[Dataset entries]
*** Begin section ***

PR #3195, opened 2020-07-20
fix(types): add  floatBack for Label

GregoryEsberci:
Add missing type declaration `floatBack`  property for `Label`, used by [Item](https://github.com/GeekyAnts/NativeBase/blob/5c190746544293aa9c434c4831771f7e17043317/src/basic/Item.js#L423)

### DIFF
--- a/index.d.ts
+++ b/index.d.ts
@@ -648,6 +648,7 @@ declare module "native-base" {
 
 		interface Label extends Testable {
 			style?: RnTextStyleProp;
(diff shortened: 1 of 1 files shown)


suhail135:
**Items with floatingLabel are broken in release mode** 

"native-base": "^2.13.14",
 "react-native": "0.63.0",

KawaljeetSBagga:
@suhail135  any potential fix ??

PR #3205, opened 2020-07-29
Fix wrong package import for typescript definition

ptondereau:


KovaxG:
Hey, since we upgraded to the latest version of typescript we've been getting this when running jest

```
Jest encountered an unexpected token

    This usually means that you are trying to import a file which Jest cannot parse, e.g. it's not plain 

    By default, if Jest sees a Babel config, it will use that to transform your files, ignoring "node_mod

    Here's what you can do:
     • To have some of your "node_modules" files transformed, you can specify a custom "transformIgnorePa
     • If you need a custom transformation specify a "transform" option in your config.
     • If you simply want to mock your non-JS modules (e.g. binary assets) you can stub them out with the

    You'll find more details and examples of these config options in the docs:
    https://jestjs.io/docs/en/configuration.html

    Details:

    /home/project/node_modules/@codler/react-native-keyboard-aware-scroll-view/index.js:3
    import listenToKeyboardEvents from './lib/KeyboardAwareHOC'
    ^^^^^^

    SyntaxError: Cannot use import statement outside a module

      at Runtime._execModule (node_modules/jest-runtime/build/index.js:1179:56)
      at Object.<anonymous> (node_modules/native-base/src/basic/Content.js:5:1)
```
The package might need some work

ptondereau:
> Hey, since we upgraded to the latest version of typescript we've been getting this when running jest
> 
> 
> 
> ```
> 
> Jest encountered an unexpected token
> 
> 
> 
>     This usually means that you are trying to import a file which Jest cannot parse, e.g. it's not plain 
> 
> 
> 
>     By default, if Jest sees a Babel config, it will use that to transform your files, ignoring "node_mod
> 
> 
> 
>     Here's what you can do:
> 
>      • To have some of your "node_modules" files transformed, you can specify a custom "transformIgnorePa
> 
>      • If you need a custom transformation specify a "transform" option in your config.
> 
>      • If you simply want to mock your non-JS modules (e.g. binary assets) you can stub them out with the
> 
> 
> 
>     You'll find more details and examples of these config options in the docs:
> 
>     https://jestjs.io/docs/en/configuration.html
> 
> 
> 
>     Details:
> 
> 
> 
>     /home/project/node_modules/@codler/react-native-keyboard-aware-scroll-view/index.js:3
> 
>     import listenToKeyboardEvents from './lib/KeyboardAwareHOC'
> 
>     ^^^^^^
> 
> 
> 
>     SyntaxError: Cannot use import statement outside a module
> 
> 
> 
>       at Runtime._execModule (node_modules/jest-runtime/build/index.js:1179:56)
> 
>       at Object.<anonymous> (node_modules/native-base/src/basic/Content.js:5:1)
> 
> ```
> 
> The package might need some work

Add package name to the transformIgnorePattern key in your jest config

KovaxG:
You are right, thank you for your suggestion :)

davidgovea:
Hi there!

I just added a PR that addresses this issue as well - whoops! Looked through the issues before adding, but not the PRs.
#3209 #3210 

That PR takes a different approach -- moving back to the upstream library. Since most will probably already have `react-native.*` entry in their jest `transformIgnorePatterns`, that could be another consideration when deciding whether to stay on the forked library or go back to the (now fixed) upstream version.

ptondereau:
> Hi there!
> 
> 
> 
> I just added a PR that addresses this issue as well - whoops! Looked through the issues before adding, but not the PRs.
> 
> #3209 #3210 
> 
> 
> 
> That PR takes a different approach -- moving back to the upstream library. Since most will probably already have `react-native.*` entry in their jest `transformIgnorePatterns`, that could be another consideration when deciding whether to stay on the forked library or go back to the (now fixed) upstream version.

Feel free to close This PR. But it solves definition autocomplete with typescript...
E.g: 'enableOnAndroid' is not available anymore...

Issue #3237, opened 2020-09-09
Transparent buttons in the header does not have visual feedback on Android.


zoolyka:
Using transparent Button in the Header component Left or Right side results in no visual feedback when pressing them on Android. On iOS it is clearly visible.

NativeBase version: 2.13.14 (recent)

There was an issue created for this [2595](https://github.com/GeekyAnts/NativeBase/issues/2595), but it was closed without any fix.

Thanks.

      <Container>
        <Header>
          <Left>
            <Button transparent>
              <Icon name='arrow-back' />
            </Button>
          </Left>
          <Body>
            <Title>Header</Title>
          </Body>
          <Right>
            <Button transparent>
              <Icon name='menu' />
            </Button>
          </Right>
        </Header>
      </Container>

PR #3246, opened 2020-09-16
fix: Transparent buttons in the header now have feedback in android

hanykumar:
#3237


cyrus25 (approved):

geekabhinav:
PR seems to add unnecessary commas and round braces which is not related to the change. @cyrus25 Are you sure this is ready to be merged?

PR #1798, opened 2023-03-10
fix: add error message when using a sha for a workflow

asraa:
cc @rbehjati 

This adds a log message that alerts the user that the workflow is failing due to using a workflow pinned by SHA

@ianlewis @laurentsimon if we ever do want to support referencing by SHA the error would obviously need to be removed.


laurentsimon (approved):

laurentsimon:
looks like we're both hitting the same errors on different PRs, regarding the dist-matrix pre-submit. Not sure what's happening

laurentsimon:
I updated ncc and it seems to fix the pre-submit problem. Rebase and you should get the updated version.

*** End section ***

Copy out each line of the data that holds the string "trying".

    This usually means that you are trying to import a file which Jest cannot parse, e.g. it's not plain 
>     This usually means that you are trying to import a file which Jest cannot parse, e.g. it's not plain 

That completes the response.